Rising illnesses and absent students and staff are forcing district leaders to mandate masks both this week and as a safety precaution immediately after winter break.
Masks were required indefinitely as of Dec. 20 by Passaic Public Schools Superintendent Sandra Diodonet after the New Jersey district’s community moved into the high spread level for COVID spread. The mandate will be lifted when Passaic County drops back into the moderate to low range of spread, Diodonet said.
Also in New Jersey, students, staff and visitors at the Camden City School District will have to wear masks during the first two weeks after winter break (until Jan. 17). The school system continues to experience an increase in COVID, flu and RSV cases, Superintendent Katrina T. McCombs said in a year-end message to the district. And administrators in the Clinton Township School District near Newark are encouraging parents to test students before returning after winter break and to strongly consider having children wear masks during the first two weeks of the year.

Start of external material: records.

PR #14, opened 2015-11-24
Add responsive header and footer to standalone Django template

ascott1:
This adds a responsive version of the nemo header and footer (ala Owning a Home) when running the app in standalone mode.

Feel free to :-1: if we don't want to merge the demo template into `master`.
## Screenshot

screen shot 2015-11-24 at 12 39 11 pm
## Review
- @niqjohnson 
- @higs4281

### DIFF
--- a/paying_for_college/config/urls.py
+++ b/paying_for_college/config/urls.py
@@ -24,6 +24,9 @@ urlpatterns = [
     url(r'^managing-college-money/$',
         StandAloneView.as_view(template_name='manage_your_money.html'),
         name='pfc-manage'),
+    url(r'^demo/$',
+        StandAloneView.as_view(template_name='just-a-demo.html'),
+        name='pfc-demo'),
 ]
 
 if STANDALONE:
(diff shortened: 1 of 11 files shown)


higs4281:
:+1: works great in standalone. i vote to merge. we can adjust unitybox to match.

niqjohnson:
Looking awesome! In `paying_for_college/templates/just-a-demo.html`, can we override the viewport meta tag like so?

``` python
{% block page_viewport %}
  <meta name="viewport" content="width=device-width, initial-scale=1">
{% endblock %}
```

That was the only way I could get the responsiveness to happen in Chrome's device emulator (it worked fine shrinking down the window's width, though).

ascott1:
Good catch @niqjohnson! I updated the template and pushed it. Thanks!

niqjohnson:
:+1: Works for me in Chrome and Chrome's device emulator.

ascott1:
:tada:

One of the biggest post-break mandates has been ordered in The School District of Philadelphia, which will also require masks during the first 10 school days of 2023. “Like the rest of the nation, we are still grappling with COVID-19 while dealing with other respiratory illnesses like the flu and RSV,” Superintendent Tony Watlington wrote in a message to the community. “Increased social gathering during the holidays may increase the risk of exposure to these illnesses. We must all be extra vigilant in doing our part to help keep ourselves and those around us safe.
Masks were found to have reduced the spread of COVID in Massachusetts schools that continued to require them after the state lifted its mandate in February 2022, according to a study published in the New England Journal of Medicine.
Schools that made masks optional saw an additional 44.9 COVID cases per 1,000 students and staff in the 15 weeks after the statewide requirement ended. The districts where leaders kept mandates in place had higher percentages of low-income students, students with disabilities, and English-language learners, as well as higher percentages of Black and Latinx students and staff, the study found.
“We believe that universal masking may be especially useful for mitigating effects of structural racism in schools, including potential deepening of educational inequities,” the researchers wrote.